Work instructions => Somewhere in the records below is a line containing "This enables dependabot". Copy that line and everything after it through the end, unchanged.

··· Given records ···

PR #228, opened 2021-06-29
Enable dependabot

berndverst:
# Description

This enables dependabot to ensure we do not use vulnerable dependencies.

As of April 2021 dependabot can also scan dependencies defined in `setup.cfg`.


berndverst:
@wcs1only could you review this please?

wcs1only (approved):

···

Task output =>
This enables dependabot to ensure we do not use vulnerable dependencies.

As of April 2021 dependabot can also scan dependencies defined in `setup.cfg`.


berndverst:
@wcs1only could you review this please?

wcs1only (approved):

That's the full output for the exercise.